Please check the input VCF files and ensure that the physical positions of all variants are in strictly increasing order.

Additionally, for the chromosome ID, please make sure you are using the same ID across all input files.

My best

Kai Yuan

imdanique commented 2 months ago

@yorkklause Thank you for your response.

I’ve noticed that the “Assertion tpos > prePos’ failed” error seems to be related to the chromosome ID notation (at least in this case). Specifically, I get this error only when I change the chromosome ID from “chr22” to “22". If it is a positions-related, then I would get the error everytime no matter which ID I choose because I only change IDs and not positions.
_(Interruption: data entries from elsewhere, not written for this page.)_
PR #2703, opened 2019-05-09
Fix DistShardCacheHash initialization

mtuncer:
DESCRIPTION: Fix a crash that can occur under high memory load

InitializeCaches() method may prematurely set performedInitialization without actually creating DistShardCacheHash . Fix makes sure flag is set only if DistShardCacheHash is created successfully.

Also introduced a new memory context to allocate aforementioned hash tables. If allocation/initialization fails for any reason we make sure memory is reclaimed by deleting the memory context.

### DIFF
--- a/src/backend/distributed/utils/metadata_cache.c
+++ b/src/backend/distributed/utils/metadata_cache.c
@@ -60,6 +60,7 @@
 #include "utils/inval.h"
 #include "utils/fmgroids.h"
 #include "utils/lsyscache.h"
+#include "utils/memutils.h"
 #include "utils/palloc.h"
 #include "utils/rel.h"
 #include "utils/relfilenodemap.h"
@@ -155,6 +156,7 @@ static HTAB *DistTableCacheHash = NULL;
 
 /* Hash table for informations about each shard */
 static HTAB *DistShardCacheHash = NULL;
+static MemoryContext MetadataCacheMemoryContext = NULL;
 
 /* Hash table for informations about worker nodes */
 static HTAB *WorkerNodeHash = NULL;
@@ -927,7 +929,7 @@ BuildDistTableCacheEntry(DistTableCacheEntry *cacheEntry)
 	{
 		Node *partitionNode = NULL;
 
-		oldContext = MemoryContextSwitchTo(CacheMemoryContext);
+		oldContext = MemoryContextSwitchTo(MetadataCacheMemoryContext);
 
 		/* get the string representation of the partition column Var */
 		cacheEntry->partitionKeyString = TextDatumGetCString(partitionKeyDatum);
@@ -979,10 +981,11 @@ BuildDistTableCacheEntry(DistTableCacheEntry *cacheEntry)
 		typeEntry = lookup_type_cache(partitionColumn->vartype,
 									  TYPECACHE_HASH_PROC_FINFO);
 
-		hashFunction = MemoryContextAllocZero(CacheMemoryContext,
+		hashFunction = MemoryContextAllocZero(MetadataCacheMemoryContext,
 											  sizeof(FmgrInfo));
 
-		fmgr_info_copy(hashFunction, &(typeEntry->hash_proc_finfo), CacheMemoryContext);
+		fmgr_info_copy(hashFunction, &(typeEntry->hash_proc_finfo),
+					   MetadataCacheMemoryContext);
 
 		cacheEntry->hashFunction = hashFunction;
 
@@ -996,7 +999,7 @@ BuildDistTableCacheEntry(DistTableCacheEntry *cacheEntry)
 		cacheEntry->hashFunction = NULL;
 	}
 
-	oldContext = MemoryContextSwitchTo(CacheMemoryContext);
+	oldContext = MemoryContextSwitchTo(MetadataCacheMemoryContext);
 
 	cacheEntry->referencedRelationsViaForeignKey = ReferencedRelationIdList(
 		cacheEntry->relationId);
@@ -1044,16 +1047,16 @@ BuildCachedShardList(DistTableCacheEntry *cacheEntry)
 		ListCell *distShardTupleCell = NULL;
 		int arrayIndex = 0;
 
-		shardIntervalArray = MemoryContextAllocZero(CacheMemoryContext,
+		shardIntervalArray = MemoryContextAllocZero(MetadataCacheMemoryContext,
 													shardIntervalArrayLength *
 													sizeof(ShardInterval *));
 
 		cacheEntry->arrayOfPlacementArrays =
-			MemoryContextAllocZero(CacheMemoryContext,
+			MemoryContextAllocZero(MetadataCacheMemoryContext,
 								   shardIntervalArrayLength *
 								   sizeof(GroupShardPlacement *));
 		cacheEntry->arrayOfPlacementArrayLengths =
-			MemoryContextAllocZero(CacheMemoryContext,
+			MemoryContextAllocZero(MetadataCacheMemoryContext,
 								   shardIntervalArrayLength *
 								   sizeof(int));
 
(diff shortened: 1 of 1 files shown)


src/backend/distributed/utils/metadata_cache.c
```diff
@@ -2621,6 +2630,9 @@ InitializeDistTableCache(void)
 {
 	HASHCTL info;
 
+	/* make sure DistShardCacheHash was not initialized before */
+	Assert(DistShardCacheHash == NULL);
```
marcocitus: I think this can happen in case of OOM.

src/backend/distributed/utils/metadata_cache.c
```diff
@@ -2598,19 +2598,28 @@ InitializeCaches(void)
...
 			CreateCacheMemoryContext();
 		}
 
 		InitializeDistTableCache();
+
+		/*
+		 * Make sure DistShardCacheHash is created successfully before setting
+		 * performedInitialization flag and registering callbacks.
+		 */
+		if (DistShardCacheHash != NULL)
```
marcocitus: I don't think this can really happen. What could happen is that we throw an OOM before we get to this point that leaves the cache in a partially initialised state. Moving the boolean assignment should cause us to reinitialise.

What we might also consider doing is cleaning up the memory when the cache is partially initialised before re-initialising it, e.g. we could use a separate memory context (child of CacheMemoryContext) and reset that in a PG_CATCH. That might be overkill since this should be a very rare event.

src/backend/distributed/utils/metadata_cache.c
mtuncer: I don't follow how this could happen. This function is the only one making memory allocation. Once DistShardCacheHash is set, we only make few more calls that sets part of previously allocated memory.

If we are really hitting OOM due to hash_create calls within this function DistShardCacheHash should remain unset.

Could you explain more on how it could be not null ?

src/backend/distributed/utils/metadata_cache.c
mtuncer: One way partial initialization can happen is DistTableCacheHash could be created successfully [here](https://github.com/citusdata/citus/blob/master/src/backend/distributed/utils/metadata_cache.c#L2646) but following [call](https://github.com/citusdata/citus/blob/master/src/backend/distributed/utils/metadata_cache.c#L2653) could fail.

I still think DistShardCacheHash remains unset here.

marcocitus: If the call fails I would expect an error to be thrown, hence we don't continue with this function.

src/backend/distributed/utils/metadata_cache.c
marcocitus: An error might be thrown after DistShardCacheHash is set, but before initialisation is complete. In that case, we'll do initialisation again.

src/backend/distributed/utils/metadata_cache.c
```diff
@@ -2598,19 +2598,28 @@ InitializeCaches(void)
...
+			InitializeDistTableCache();
+			RegisterForeignKeyGraphCacheCallbacks();
+			RegisterWorkerNodeCacheCallbacks();
+			RegisterLocalGroupIdCacheCallbacks();
+		}
+		PG_CATCH();
 		{
-			CreateCacheMemoryContext();
+			performedInitialization = false;
+			PG_RE_THROW();
```
marcocitus: I'm not sure this PG_CATCH adds anything over moving the assignment to the end of the function such that it is only reached when we manage to complete all function calls above.

What we could use a PG_CATCH for is to reset the cache if we fail to initialise it.

src/backend/distributed/utils/metadata_cache.c
mtuncer: done

src/backend/distributed/utils/metadata_cache.c
mtuncer: put a try catch block outside, and did a memory reset if something bad happens

src/backend/distributed/utils/metadata_cache.c
```diff
@@ -2598,26 +2599,47 @@ InitializeCaches(void)
 
 	if (!performedInitialization)
 	{
-		/* set first, to avoid recursion dangers */
-		performedInitialization = true;
+		MemoryContext shardCacheMemoryContext = NULL;
 
-		/* make sure we've initialized CacheMemoryContext */
-		if (CacheMemoryContext == NULL)
+		PG_TRY();
```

When the chromosome ID is “chr22”, everything works fine, and no “Assertiontpos > prePos’ failed” error occur. However, if I change the chromosome ID to “22” (without altering the positions), I encounter the error.

I ensured there are no duplicate positions by using bcftools norm -D, then I sorted the positions in the VCF files. Finally, I verified that all VCF files have consistent chromosome IDs, which is “chr22” (it doesn't work with "22"). But now I can't get through "Segmentation fault (core dumped)"

Best, Daniyar

yorkklause commented 2 months ago

Hi Daniyar,

There are two issues with your input files:

Chromosome ID (causing the segmentation fault) Physical position (causing the "tpos > prePos" error) AS2 checks the chromosome ID before checking the physical positions. If the chromosome ID is incorrect, AS2 will throw an error before it checks the physical positions.

For the chromosome ID, it needs to be consistent across all the VCF files and parameter files (anc.par 2nd column; outgroup.par 2nd column; remap.par 2nd column).

Regarding your question, if you change the ID to "chr22", AS2 will not retrieve the recombination information, ancestral allele information, and outgroup information for "chr22" since we use "22" in our parameter files. This mismatch will cause a segmentation fault.

If you use "22" as your chromosome ID, AS2 will accept the chromosome ID but then check your VCF positions.

According to your description, you have sorted the VCF files and removed duplicate variants. Simply change the chromosome ID to "chr22", and it should be work.

My best

Kai Yuan

yorkklause commented 2 months ago

Alternatively, you can keep your vcf files as they are and change the second column in the parameter files to "chr22".

imdanique commented 2 months ago

Hi @yorkklause,

After further investigation, I realized that the problem stemmed from my use of bcftools norm -D. This command removes duplicate variants at identical positions, but not duplicate positions themselves. Since ArchaicSeeker2 requires no duplicate positions, the correct command is bcftools norm -d all.

By processing all input files with the following command and ensuring consistent chromosome ID notation (“22”), the errors have been resolved:

bcftools norm -d all -m-any -Ou test.ch22.vcf.gz | bcftools view -m2 -M2 -v snps -Oz -o test.ch22.norm.vcf.gz -

Thank you for your guidance and support!